Ex-Boeing manager pleads guilty in UBS tax case

Filed under: economics |

A retired sales manager for airplane maker Boeing Co on Monday pleaded guilty to hiding nearly $2 million in Swiss UBS AG accounts, as the United States pursues Americans illegally stashing funds abroad to avoid taxes.

Roberto Cittadini was accused of filing a false tax return omitting that he had an interest in or control over accounts at UBS, as well as failing to report income from the accounts, according to the U.S. Justice Department.

Cittadini faces up to three years in jail, a fine of up to $250,000 and a civil penalty equal to 50 percent of the highest account balance between 2001 and 2007, the department said. He will be sentenced in January.

His plea is the seventh so far involving the government’s case against UBS, stemming from a February settlement in which the giant Swiss bank paid the U.S. government $780 million.

“The IRS (Internal Revenue Service) is continuing to do what it has said it would do and it would be foolhardy for people to think that they will go undiscovered or will not be pursued for prosecution once the IRS is on to them,” said Barbara Kaplan, an attorney at Greenberg Traurig in New York who counsels such clients.

According to court documents, Cittadini in 2000 set up a Hong Kong corporation at the suggestion of a Swiss banker, Hansruedi Schumaker, a man U.S. prosecutors in August charged with helping Americans hide their assets from U.S. tax authorities.

The plea deal said Cittadini was counseled by Matthias Rickenbach, a Swiss attorney also indicted for conspiring to defraud the government in August.
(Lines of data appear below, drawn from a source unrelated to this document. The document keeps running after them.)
PR #2624, opened 2026-03-26
fix(v2-beta): race condition in recursion tracegen

shuklaayush:
## Summary

- Fix CUDA stream safety issue: `generate_gpu_proving_ctx` was called inside `par_iter` in 4 modules (batch_constraint, gkr, stacking, whir), causing GPU buffer allocations and H2D transfers to run on rayon worker threads instead of the main/default CUDA stream
- Split all affected sites into two phases: (1) CPU trace generation in parallel via `par_iter`, (2) H2D transfer serially on the main thread via `transport_matrix_h2d_row`
- Delete the now-unused `generate_gpu_proving_ctx` helper from `tracegen.rs`
- Inline H2D transfer in the `_ =>` fallback arms of `ModuleChip<GpuBackend>` impls for stacking and whir

### DIFF
--- a/crates/recursion/src/batch_constraint/mod.rs
+++ b/crates/recursion/src/batch_constraint/mod.rs
@@ -905,7 +905,7 @@ pub mod cuda_tracegen {
             interactions_folding::cuda::InteractionsFoldingBlobGpu,
         },
         cuda::{preflight::PreflightGpu, proof::ProofGpu, vk::VerifyingKeyGpu, GlobalCtxGpu},
-        tracegen::cuda::{generate_gpu_proving_ctx, StandardTracegenGpuCtx},
+        tracegen::cuda::StandardTracegenGpuCtx,
     };
 
     impl ModuleChip<GpuBackend> for BatchConstraintModuleChip {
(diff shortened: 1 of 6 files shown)


crates/recursion/src/batch_constraint/mod.rs
```diff
@@ -1079,23 +1079,34 @@ pub mod cuda_tracegen {
...
+                        chip.generate_trace(
                             &cpu_ctx,
                             required_heights.map(|heights| heights[chip.index()]),
                         ),
                     )
                 })
                 .collect::<Vec<_>>();
 
+            // Phase 2: H2D transfer serially on main thread
+            let indexed_cpu_traces = indexed_cpu_rm_traces
```
jonathanpwang: nit: cpu_traces isn't quite right since this already transferred to gpu

crates/recursion/src/stacking/mod.rs
```diff
@@ -610,22 +615,43 @@ mod cuda_tracegen {
...
+                            chip,
+                            &cpu_ctx,
                             required_heights.map(|heights| heights[chip.index()]),
                         ),
                     )
                 })
                 .collect::<Vec<_>>();
 
+            // Phase 2: H2D transfer serially on main thread
+            let indexed_cpu_ctxs = indexed_cpu_rm_traces
```
jonathanpwang: same nit

jonathanpwang (approved):

PR #2625, opened 2026-03-26
chore: update CLI crate with new SDK

stephenh-axiom-xyz:
Resolves INT-6956.

# PR Summary: Update CLI Crate with New SDK

## Overview

Two commits that update the CLI crate (`cargo-openvm`) to work with the restructured v2 SDK, and fix minor clippy/fmt issues. The main theme is: **CLI commands now use the SDK's internal keygen** (aggregation + root keys are computed on-demand and cached to disk) instead of relying on pre-generated keys at fixed global paths.

---

### `prove` command

- **`prove stark`**: Loads cached agg/root keys from `${target_dir}/openvm/agg.pk` (or `~/.openvm/root.pk`) if present, otherwise lets the SDK generate them. After proving, saves keys via `save_keys()` for future reuse.
- **`prove evm`**: Same key-caching pattern. Adds `--agg-pk` argument (was missing). Calls `prove_evm()` instead of `prove()`. Removes the pre-flight check that required `setup` to be run first — keys are now generated internally.
- New helper functions: `maybe_with_cached_keys()`, `save_keys()`, `target_dir_from_cargo_args()`.

### `commit` command

Previously only computed and saved `app_exe_commit`. Now:
- Computes both `app_exe_commit` and `app_vk_commit` (via new `StarkProver::app_vk_commit()`).
- Saves an `AppExecutionCommit` JSON with both values (hex-encoded with `0x` prefix).
- Saves a **baseline** file (`.baseline.json`) used by `verify stark`.
- Saves agg PK, agg VK, and root PK to disk for reuse by subsequent `prove` commands.

### `verify` command

- **`verify stark`**: Now reads a **baseline file** (`.baseline.json`) instead of an app commit file. Reads `agg.vk` from `${target_dir}/openvm/` instead of `~/.openvm/agg_stark.vk`. Error messages updated to point users to `prove stark` instead of `setup`.
- **`verify evm`**: Improved error message formatting with path display.

### `setup` command

Major simplification (115 lines removed, 53 added):
- No longer generates or persists STARK aggregation keys (`agg_stark.pk`, `agg_stark.vk`, `agg_halo2.pk`, `root.asm`). Those are now handled per-project by `prove`/`commit`.
- Now **only** generates the EVM Halo2 verifier Solidity contracts (requires `solc`).
- Versioned output directory: `~/.openvm/halo2/src/v{VERSION}/`.
- Replaces `--evm` and `--force-agg-keygen` flags with a single `--force` flag.
- Always downloads Halo2 params and requires `solc`.

### `default.rs`

Removed global-path defaults for `agg_stark.pk`, `agg_stark.vk`, `agg_halo2.pk`, `root.asm`. Remaining:
- `default_params_dir()` → `~/.openvm/params/`
- `default_root_pk_path()` → `~/.openvm/root.pk` (new)
- `default_evm_halo2_verifier_path()` → `~/.openvm/halo2/`

### `util.rs`

New path helpers:
- `get_openvm_dir()`, `get_agg_pk_path()`, `get_agg_vk_path()`, `get_app_baseline_path()`
- Removed `read_default_agg_and_halo2_pk()`.

### Dependencies

- Added `openvm-continuations` (with `root-prover` feature) and `p3-bn254` to `Cargo.toml`.
- Re-enabled `evm-verify` in default features (was temporarily disabled with a TODO).

---

## 2. CI (`cli.yml`)

Uncommmented the `pull_request` trigger and narrowed its path filter to just `crates/cli/**` and the workflow file itself (previously listed sdk, vm, toolchain, etc.).

---

## 3. Integration Tests → Shell Scripts

All 6 integration tests were refactored from inline Rust `Command` calls to delegated bash scripts in `tests/scripts/`:

| Test | Script |
|------|--------|
| `test_cli_app_e2e` | `cli_app_e2e.sh` |
| `test_cli_app_e2e_simplified` | `cli_app_e2e_simplified.sh` |
| `test_cli_stark_e2e_simplified` | `cli_stark_e2e_simplified.sh` |
| `test_cli_init_build` | `cli_init_build.sh` |
| `test_cli_run_mode_pure_default` | `cli_run_mode_pure_default.sh` |
| `test_cli_run_segment` | `cli_run_segment.sh` |
| `test_cli_run_meter` | `cli_run_meter.sh` |

Rust side now uses a single `run_script()` helper. Removed `replace_with_local_openvm()` (moved into `cli_init_build.sh` as a `perl` one-liner). Removed `tempfile`, `itertools`, `fs` imports that are no longer needed.

---

### `keygen/mod.rs`

- New `RootProvingKey` struct (serializable): holds `root_pk: Arc<MultiStarkProvingKey<RootSC>>` and `trace_heights: Vec<usize>`.
- `Halo2ProvingKey` now derives `Serialize, Deserialize` (was only `Clone`).

### `lib.rs`

New methods on `Sdk`:
- `with_agg_pk()` — inject a pre-computed aggregation proving key
- `with_root_pk()` — inject a pre-computed root proving key
- `agg_keygen()` — convenience to get `(AggProvingKey, MultiStarkVerifyingKey)`
- `root_pk()` — extract root proving key for serialization

### `prover/stark.rs`

New `app_vk_commit()` method on `StarkProver`: computes a Poseidon2 hash over the DAG commits (cached_commit + vk_pre_hash) from the leaf, internal-for-leaf, and internal-recursive layers. This is the `app_vk_commit` exposed by the `commit` CLI command.

### `types.rs`

- `AppExecutionCommit` no longer gated behind `#[cfg(feature = "evm-prove")]` — available unconditionally.
- Renamed `app_vm_commit` → `app_vk_commit` throughout.
- `hex_bytes32` module now public; serialization uses `0x` prefix; deserialization strips it.

### `solidity.rs`

Comment fix: `app_vm_commit` → `app_vk_commit` in instance layout documentation.

---

### Serialization support

Several key types now derive `Serialize, Deserialize` to enable CLI key caching:
- `StaticVerifierCircuit`
- `StaticVerifierProvingKey`
- `Halo2WrapperProvingKey`

### `Halo2ProvingPinning` serde

Custom `Serialize`/`Deserialize` impl added (the Halo2 `ProvingKey` doesn't natively support serde). Serializes PK as raw bytes + metadata. Deserializes using `ProvingKey::from_bytes::<BaseCircuitBuilder<Fr>>()` with saved `config_params`.

### Clippy fixes (commit 2)

- `keygen.rs`: Removed duplicate `use serde::{Deserialize, Serialize}` (was under `#[cfg(feature = "evm-prove")]`, now unconditional).
- `prover.rs`: Unused import cleanup.

---

## Key Behavioral Changes for Reviewers

1. **`cargo openvm setup` is no longer required for STARK proving.** Aggregation and root keys are generated on first `prove`/`commit` and cached in `${target_dir}/openvm/`. `setup` is now only needed for EVM Solidity verifier generation.

2. **Key storage moved from global to per-project.** `agg.pk` and `agg.vk` live in `${target_dir}/openvm/` instead of `~/.openvm/`. Exception: `root.pk` still uses `~/.openvm/root.pk` (shared across projects).

3. **`verify stark` now expects a baseline file** (`.baseline.json`) instead of a commit file, and reads `agg.vk` from the target directory instead of `~/.openvm/`.

4. **`app_vm_commit` renamed to `app_vk_commit`** across SDK types and Solidity interface. This is a breaking change for any external consumers of `AppExecutionCommit` JSON or the EVM proof ABI.


stephenh-axiom-xyz:
@jonathanpwang @shuklaayush have been starting to wonder if we should pair `leaf_pk` and `internal_for_leaf_pk` with `app_pk` more than `internal_recursive_pk`, as they are different per `app_pk`

.github/workflows/cli.yml
```diff
@@ -4,17 +4,11 @@ on:
   push:
     branches: ["main"]
     tags: ["v*"]
-  # pull_request:
-  #   branches: ["**"]
-  #   paths:
-  #     - "crates/circuits/primitives/**"
```
jonathanpwang, line 10: could you keep the commented stuff for now (still commented)? I want to do one cleanup to add some kind of merge queue for more complete integration test

jonathanpwang:
> @jonathanpwang @shuklaayush have been starting to wonder if we should pair `leaf_pk` and `internal_for_leaf_pk` with `app_pk` more than `internal_recursive_pk`, as they are different per `app_pk`

This seems good to also help clarify what depends on what. Let's do it in a follow-up (please make a ticket) and also come up with a good name for this body.

crates/cli/src/commands/prove.rs
```diff
@@ -194,16 +202,14 @@ impl ProveCmd {
...
-                // external agg_pk when the SDK supports it again.
                 let app_config = get_app_config(&mut app_pk, segmentation_args);
-                let sdk = Sdk::new(app_config, AggregationSystemParams::default())?
-                    .with_agg_tree_config(*agg_tree_config)
-                    .with_app_pk(app_pk);
+                let sdk = maybe_with_cached_keys(
+                    Sdk::new(app_config, AggregationSystemParams::default())?
+                        .with_agg_tree_config(*agg_tree_config)
+                        .with_app_pk(app_pk),
+                    agg_pk,
```
luffykai: if agg_pk is not set, and we don't have agg_pk in target_dir, we will still proceed but the sdk is without agg_pk right? That seems undesired, should fail earlier if we know it's missing agg_pk

crates/cli/src/util.rs
```diff
@@ -76,22 +65,39 @@ pub fn get_target_dir(target_dir: &Option<PathBuf>, manifest_path: &PathBuf) ->
 }
 
 pub fn get_target_output_dir(target_dir: &Path, profile: &str) -> PathBuf {
-    target_dir.join("openvm").join(profile).to_path_buf()
+    get_openvm_dir(target_dir).join(profile)
+}
+
+pub fn get_openvm_dir(target_dir: &Path) -> PathBuf {
+    target_dir.parent().unwrap_or(target_dir).join("openvm")
```
luffykai, line 72: maybe `openvm_target` / `target_openvm` as this is analogous to cargo's target?

crates/cli/src/commands/commit.rs
```diff
@@ -78,29 +85,77 @@ impl CommitCmd {
             mode: ExecutionMode::Pure,
         };
         let (exe, target_name_stem) = load_or_build_exe(&run_args, &self.cargo_args)?;
-        let sdk =
+        let (manifest_path, _) = get_manifest_path_and_dir(&self.cargo_args.manifest_path)?;
```
luffykai, line 88: i feel this part is still doing too much "conditional load", but since commit is going to be in prove/keygen, we can address later

crates/cli/src/commands/prove.rs
```diff
@@ -321,6 +327,47 @@ fn get_app_config(
...
+
+fn with_required_agg_pk(
+    sdk: Sdk,
+    agg_pk: &Option<PathBuf>,
+    cargo_args: &RunCargoArgs,
+) -> Result<Sdk> {
+    let agg_pk_path = resolve_agg_pk_path(agg_pk, cargo_args)?;
+    let agg_pk = read_object_from_file(&agg_pk_path).map_err(|e| {
+        eyre!(
+            "Failed to read aggregation proving key from {}: {e}\nRun 'cargo openvm commit' first to generate it",
```
luffykai: run keygen, not commit?

crates/cli/src/commands/verify.rs
```diff
@@ -174,18 +169,21 @@ impl VerifyCmd {
...
             } => {
-                let agg_vk = read_object_from_file(default_agg_stark_vk_path())
-                    .map_err(|e| {
-                        eyre::eyre!(
-                        "Failed to read aggregation STARK verifying key: {e}\nPlease run 'cargo openvm setup' first",
+                let (manifest_path, _) = get_manifest_path_and_dir(&cargo_args.manifest_path)?;
+                let target_dir = get_target_dir(&cargo_args.target_dir, &manifest_path);
+                let agg_vk_path = get_agg_vk_path(&target_dir);
+                let agg_vk = read_object_from_file(&agg_vk_path).map_err(|e| {
+                    eyre::eyre!(
```
luffykai, line 180: maybe should be a util function to just get `agg_vk`? we are also doing similar things below (calling a lot of get_

luffykai (approved):

crates/cli/src/util.rs
stephenh-axiom-xyz: Am going to leave for now, we can reconsider. I think it may be best if we have some distance from target though, as we want it to be tracked by git

crates/cli/src/commands/verify.rs
stephenh-axiom-xyz: Will keep this in mind for the cleanup

PR #2630, opened 2026-03-31
fix: resolve deferral extension CUDA audit fixes

stephenh-axiom-xyz:
Resolves INT-7151, INT-7154.

## INT-7151: Cap deferral call/output CUDA block sizes

Sets max threads per block to 256 in both the `call.cu` and `output.cu` tracegen kernels.

## INT-7154: Allocate deferral Poseidon2 counts by record capacity

`DeferralPoseidon2ChipGpu` constructor now passes in `max_trace_height` instead of `max_buffer_size`, and uses that to compute the appropriate size for the `records` and `count` buffer. Note that the maximum number of records has been lowered to `max_trace_height` from `2 * max_trace_height`, as we should always estimate that one record corresponds to one row in the poseidon2 trace.

### DIFF
--- a/extensions/deferral/circuit/src/extension/cuda.rs
+++ b/extensions/deferral/circuit/src/extension/cuda.rs
@@ -23,7 +23,7 @@ use crate::{
     call::{DeferralCallAir, DeferralCallChipGpu},
     count::{DeferralCircuitCountAir, DeferralCircuitCountChipGpu},
     output::{DeferralOutputAir, DeferralOutputChipGpu},
-    poseidon2::{poseidon2_buffer_capacity, DeferralPoseidon2Air, DeferralPoseidon2ChipGpu},
+    poseidon2::{DeferralPoseidon2Air, DeferralPoseidon2ChipGpu},
     DeferralExtension, Rv32DeferralConfig,
 };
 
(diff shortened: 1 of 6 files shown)


extensions/deferral/circuit/src/extension/cuda.rs
```diff
@@ -68,7 +61,12 @@ impl VmProverExtension<GpuBabyBearPoseidon2Engine, DenseRecordArena, DeferralExt
         inventory.add_periphery_chip(count_chip);
 
         inventory.next_air::<DeferralPoseidon2Air<CudaF>>()?;
-        let poseidon2_chip = Arc::new(DeferralPoseidon2ChipGpu::new(poseidon2_capacity, 1));
+        let max_trace_height = inventory
+            .config()
+            .segmentation_config
+            .limits
+            .max_trace_height as usize;
+        let poseidon2_chip = Arc::new(DeferralPoseidon2ChipGpu::new(max_trace_height.max(1), 1));
```
shuklaayush, line 69: huh, why are we allocating max possible capacity here? shouldn't this be coming from metered execution or something

shuklaayush: hmm okay, this is the deferral circuit which i guess has no notion of metered execution

stephenh-axiom-xyz: The other chips need a reference to this, and `extend_prover` is called at the beginning

shuklaayush (approved):

PR #2635, opened 2026-03-31
chore: match cpu/gpu program air tracegen for empty program

shuklaayush:
## Summary

- Fix GPU cached program trace generation to match CPU behavior for empty or small programs
- Replace `next_power_of_two_or_zero(num_records)` with `num_records.next_power_of_two()` so the minimum trace height is 1 instead of 0

## Motivation

The CPU path (`generate_cached_trace` in `trace.rs`) pads instructions with `while !len.is_power_of_two()`, which rounds 0 up to 1 and emits a TERMINATE padding row. The GPU path used `next_power_of_two_or_zero`, which returns 0 for empty input — producing a zero-height trace with no TERMINATE row. This is a CPU/GPU semantic mismatch.

`next_power_of_two()` returns 1 for input 0, matching the CPU behavior. The CUDA kernel already fills padding rows with TERMINATE + EXIT_CODE_FAIL, so both height and content now agree.

## Changes

- `crates/vm/src/system/cuda/program.rs`: Use `num_records.next_power_of_two()` instead of `next_power_of_two_or_zero(num_records)`, remove unused import

Closes INT-7167

### DIFF
--- a/crates/vm/src/system/cuda/program.rs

It said a Swiss attorney referred to as “A.M.R.” and a UBS banker it called “P.B.” were also involved in the scheme. A Justice Department spokesman declined to discuss those two individuals.

UBS, as part of the February deal with the government, admitted it actively took part in a scheme to defraud the United States by actively helping U.S. citizens conceal their accounts.

UBS also handed over the names of about 250 accounts of American clients. About 150 of those have been farmed out to prosecutors across the country to potentially bring to trial. In a separate settlement, UBS in August agreed to turn over details of another 4,450 accounts of Americans.

“Individuals all over the country who are hiding income and assets in offshore accounts would be well-advised to promptly come in and come clean before the government learns about their accounts through other channels,” John DiCicco, the acting assistant attorney general of the Justice Department’s Tax Division, said in a statement.

A tax amnesty program offered by the U.S. Internal Revenue Service runs through October 15 for Americans to confess to secret accounts hidden overseas.

The case is United States of America v Roberto Cittadini, No. CR 09-0344.